Welding Processes:
Welding Technology component that tended to saturate the transformer. Primary this was overcome by applying a similar d.c. voltage, although of opposite polarity, to the circuit so that the d.c. component was balanced out. It was done with storage batteries, but subsequently this was found that large capacitors in series with the arc had the similar effect.

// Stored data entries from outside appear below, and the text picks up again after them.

PR #72, opened 2018-11-15
pam_unix: Use bcrypt b-variant for computing new hashes.

besser82:
Bcrypt hashes used the "$2a$" prefix since 1997.
However, in 2011 an implementation bug was discovered in bcrypt affecting the handling of characters in passphrases with the 8th bit set.

Besides fixing the bug, OpenBSD 5.5 introduced the "$2b$" prefix for a behavior that exactly matches crypt_blowfish's "$2y$", and the crypt_blowfish implementation supports it as well since v1.1.

That said new computed bcrypt hashes should use the "$2b$" prefix.

* modules/pam_unix/passverify.c: Use bcrypt b-variant.


t8m:
Merging.

PR #76, opened 2018-11-21
pam_motd: Fix segmentation fault when no motd_dir specified

rfairley:
This fixes a regression introduced by #69, where motd_path was set
to NULL and passed into strdup() if the motd_dir argument was
not specified in the configuration file. This caused a segmentation
fault.

* modules/pam_motd/pam_motd.c: fix checks for NULL in arguments
* xtests/Makefile.am: add test scripts and config file
* xtests/tst-pam_motd.sh: add running tst-pam_motd4.sh
* xtests/tst-pam_motd4.pamd: create
* xtests/tst-pam_motd4.sh: create


t8m:
LGTM

PR #78, opened 2018-11-23
pam_unix: Add crypt_default method, if supported.

besser82:
libxcrypt since v4.4.0 supports a default method for its gensalt function on most system configurations.  As the default method is to be considered the strongest available hash method, it should be preferred over all other hash methods supported by pam.

* modules/pam_unix/pam_unix.8.xml: Documentation for crypt_default.
* modules/pam_unix/passverify.c: Add crypt_default method.
* modules/pam_unix/support.h: Likewise.

***

@t8m  After this one, I'll open a PR for the no-MD5-fallback patch.

### DIFF
--- a/modules/pam_unix/pam_unix.8.xml
+++ b/modules/pam_unix/pam_unix.8.xml
@@ -363,6 +363,23 @@
       </varlistentry>
       <varlistentry>
         <term>
+          <option>crypt_default</option>
+        </term>
+        <listitem>
+          <para>
+            When a user changes their password next,
+            encrypt it with the default algorithm and the default
+            amount of rounds provided by the system configuration
+            of libcrypt. If this default algorithm is not known to
+            the <citerefentry>
+	    <refentrytitle>crypt</refentrytitle><manvolnum>3</manvolnum>
+            </citerefentry> function,
+            fall back to MD5.
+          </para>
+        </listitem>
+      </varlistentry>
+      <varlistentry>
+        <term>
           <option>rounds=<replaceable>n</replaceable></option>
         </term>
         <listitem>
@@ -371,6 +388,9 @@
             blowfish, gost-yescrypt, and yescrypt password hashing
             algorithms to
             <replaceable>n</replaceable>.
+            This option will be ignored when the crypt_default option
+            is used, as the default algorithm always uses the value
+            from the system configuration of libcrypt.
           </para>
         </listitem>
       </varlistentry>
--- a/modules/pam_unix/passverify.c
+++ b/modules/pam_unix/passverify.c
@@ -395,6 +395,14 @@ PAMH_ARG_DECL(char * create_password_hash,
 	if (on(UNIX_MD5_PASS, ctrl)) {
 		/* algoid = "$1" */
 		return crypt_md5_wrapper(password);
+#if (defined(CRYPT_PREFERRED_METHOD_AVAILABLE) && CRYPT_PREFERRED_METHOD_AVAILABLE)
+	} else if (on(UNIX_CRYPT_DEFAULT_PASS, ctrl)
+		  && crypt_preferred_method() != NULL) {
+		algoid = crypt_preferred_method();
+		rounds = 0; /* always use the system preset */
+#endif
+	} else if (on(UNIX_CRYPT_DEFAULT_PASS, ctrl)) {
+		algoid = "*0"; /* never ever a valid method */
 	} else if (on(UNIX_YESCRYPT_PASS, ctrl)) {
 		algoid = "$y$";
 	} else if (on(UNIX_GOST_YESCRYPT_PASS, ctrl)) {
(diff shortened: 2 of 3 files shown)


besser82:
@t8m This should be ready for getting merged.  The implemented changes are trivial and pretty straight forward.

modules/pam_unix/pam_unix.8.xml
```diff
@@ -371,6 +388,9 @@
             blowfish, gost-yescrypt, and yescrypt password hashing
             algorithms to
             <replaceable>n</replaceable>.
+            Will be ignored for the crypt_default algorithm, which
```
t8m: The value will be...

modules/pam_unix/passverify.c
```diff
@@ -395,6 +395,14 @@ PAMH_ARG_DECL(char * create_password_hash,
 	if (on(UNIX_MD5_PASS, ctrl)) {
 		/* algoid = "$1" */
 		return crypt_md5_wrapper(password);
+#if (defined(CRYPT_PREFERRED_METHOD_AVAILABLE) && CRYPT_PREFERRED_METHOD_AVAILABLE)
+	} else if (on(UNIX_CRYPT_DEFAULT_PASS, ctrl)
+		  && crypt_preferred_method() != NULL) {
```
t8m: In which case crypt_preferred_method could return NULL? I am not against checking it here but hopefully this is an "impossible condition" in libxcrypt.

modules/pam_unix/pam_unix.8.xml
besser82: The actual value may vary depending on the actual default method used by libxcrypt:

* sha512crypt: 5k rounds, real iterations of the underlying algorithm
* bcrypt: 5 rounds, real iterations of the underlying algorithm
* yescrypt: 5 "rounds" (16 MiBytes of RAM in 4096 blocks, 4 KiBytes each): yescrypt doesn't have a single parameter for iterations, but uses several tunable parameters for amount of RAM, CPU cost of computation, etc.  For the sake of interface compatibility with the gesalt family of functions, we "translate" the rounds parameter to a bouquet of internal parameters.  "rounds" < 3 use less than 2 MiBytes of RAM, but need more CPU time and cause more random reads of small (1 KiByte) memory blocks, thus more L{1,2}-cache misses; "rounds" > 3 use between 4 and 256 MiBytes of memory, but need less CPU time and fewer random reads of (4 KiBytes) memory blocks, thus likely more L{1,2} cache hits.  That way yescrypt compensates the time-memory trade-off (TMTO) most other hashing methods are suffering from.  The amount of real iterations is pseudo-randomized by the entropy of the passphrase and used salt.

modules/pam_unix/passverify.c
besser82: > In which case crypt_preferred_method could return NULL? I am not against checking it here but hopefully this is an "impossible condition" in libxcrypt.

libxcrypt needs one of those hashing methods enabled to _NOT_ return `NULL`:

* yescrypt ($y$, strongest)
* bcrypt ($2b$, still considered fairly strong), or
* sha512crypt ($6$, any Linux system *must* support this for compatibility with glibc).


In theory it can return `NULL`, when there is no strong enough hashing method selected during build-time configuration (or in near future by runtime preset), but that would lead to a generally br0k3n Linux system in any case.  For the almost impossible likeliness (or some other libcrypt is used by the system) reason, I've introduced a guaranteed to be invalid `algoid` right below.

modules/pam_unix/pam_unix.8.xml
t8m: Yes, that's fine. I just wanted to adjust the text: "This option will be ignored when the crypt_default option is used as the default algorithm always uses the value from the system configuration of libcrypt."

modules/pam_unix/passverify.c
besser82: Well, libxcrypt supports all (except for `crypt16`) of the [crypt() methods](https://en.wikipedia.org/wiki/Crypt_(C)#Support_in_operating_systems) ever used on any system and adds scrypt and (gost-)yescrypt on top of them.

If `glibc` (all distributions that already ship libxcrypt do that) is selected as available hashing group during build-time config, `sha256crypt` will be supported as well, but will not be a preferred method; if just the `glibc` group is selected, `sha512crypt` is preferred.

modules/pam_unix/pam_unix.8.xml
besser82: Fixed.

besser82:
Should be fine now.

t8m:
Merged, thank you.

t8m:
Hmm, actually this breaks the build. I am going to revert.

t8m:
Please open a new PR. Also after more thinking I believe that the missing support for the crypt_default during the build time needs to be handled in a better way. The manual page documentation should explicitly state that this requires a support in libcrypt and the missing support should be logged already in set_ctrl() function.

PR #79, opened 2018-11-23
pam_unix: Return NULL instead of calling crypt_md5_wrapper().

besser82:
If the call to the crypt(3) function failed for some reason during hashing a new login passphrase, the wrapper function for computing a hash with the md5crypt method was called internally by the pam_unix module in previous versions of linux-pam.

With CVE-2012-3287 in mind, the md5crypt method is not considered to be a safe nor recommended hashing method for a new login passphrase since at least 2012.  Thus pam_unix should error out in case of a failure in crypt(3) instead of silently computing a hashed passphrase using a potentially unsafe method.

* modules/pam_unix/pam_unix.8.xml: Update documentation.
* modules/pam_unix/passverify.c (create_password_hash): Return NULL
on error instead of silently invoke crypt_md5_wrapper().

***

As this is a long standing downstream patch from Fedora / Red Hat, this should be reviewed (or at least commented) by the Debian folks.

### DIFF
--- a/modules/pam_unix/pam_unix.8.xml
+++ b/modules/pam_unix/pam_unix.8.xml
@@ -293,11 +293,10 @@
         <listitem>
           <para>
             When a user changes their password next,
-            encrypt it with the SHA256 algorithm. If the
-            SHA256 algorithm is not known to the <citerefentry>
+            encrypt it with the SHA256 algorithm. The
+            SHA256 algorithm must be supported by the <citerefentry>
 	    <refentrytitle>crypt</refentrytitle><manvolnum>3</manvolnum>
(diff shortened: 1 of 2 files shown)


besser82:
@t8m Could you please ask the Debian folks for reviewing this?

The purity of the shielding gas was developed from 98 to over 99.95 % as the procedure developed, particularly as a result of the requirement for high purity gases for the welding of aluminium alloys and reactive metals. Argon, the only inert gas available outside the USA, attained popularity even in that country, being the chief gas utilized for manual welding, although the higher arc voltage and, hence, greater penetration of the helium-shielded arc was found of value in automatic welding. Helium tungsten-arc and argon tungsten-arc techniques both were rapidly applied to the welding of a range of non- ferrous metals, which had proved hard to weld, by other methods.
Along aluminium, as with magnesium, the new procedure gave greater scope to the engineer due to the absence of flux. Earlier fillet welds and other types of joints in which flux may be trapped had to be ignored because of the danger of corrosion after welding. The more concentrated heat input of the tungsten-arc welding process over gas welding enabled welding speeds to be enhanced and improved the metallurgical quality of welds. Although there were various advantages to the procedure it was also found to have restriction. The separate addition of filler metal needed the use of both the welder's hands and, therefore, access to hard joints tended to be restricted and positional welding was difficult and slow.
Gas Tungsten Arc Welding (GTAW) is an arc welding procedure that uses an arc between a tungsten electrode (non-consumable) and the weld pool. The procedure is used with shielding gas and without the application of pressure. The process might be used with or without the addition of filler metal. Figure 5 shows the gas tungsten arc welding procedure.
GTAW which has become indispensable as a tool for various industries due to the high-quality welds generated and low equipment costs. The reason of this chapter is to discuss the basic of the GTAW process, the equipment and consumables utilized, the process procedures and variables, applications, and security considerations.
The possibility of utilizing helium to shield a welding arc and molten weld pool was first investigated in the year 1920s. However, nothing was done with this method till the beginning of World War II while a great need developed in the aircraft industry to replace riveting for joining reactive materials such like magnesium and aluminium. By using a tungsten electrode and direct current arc power with the electrode negative, a stable, efficient heat source was generated with which outstanding welds could be made.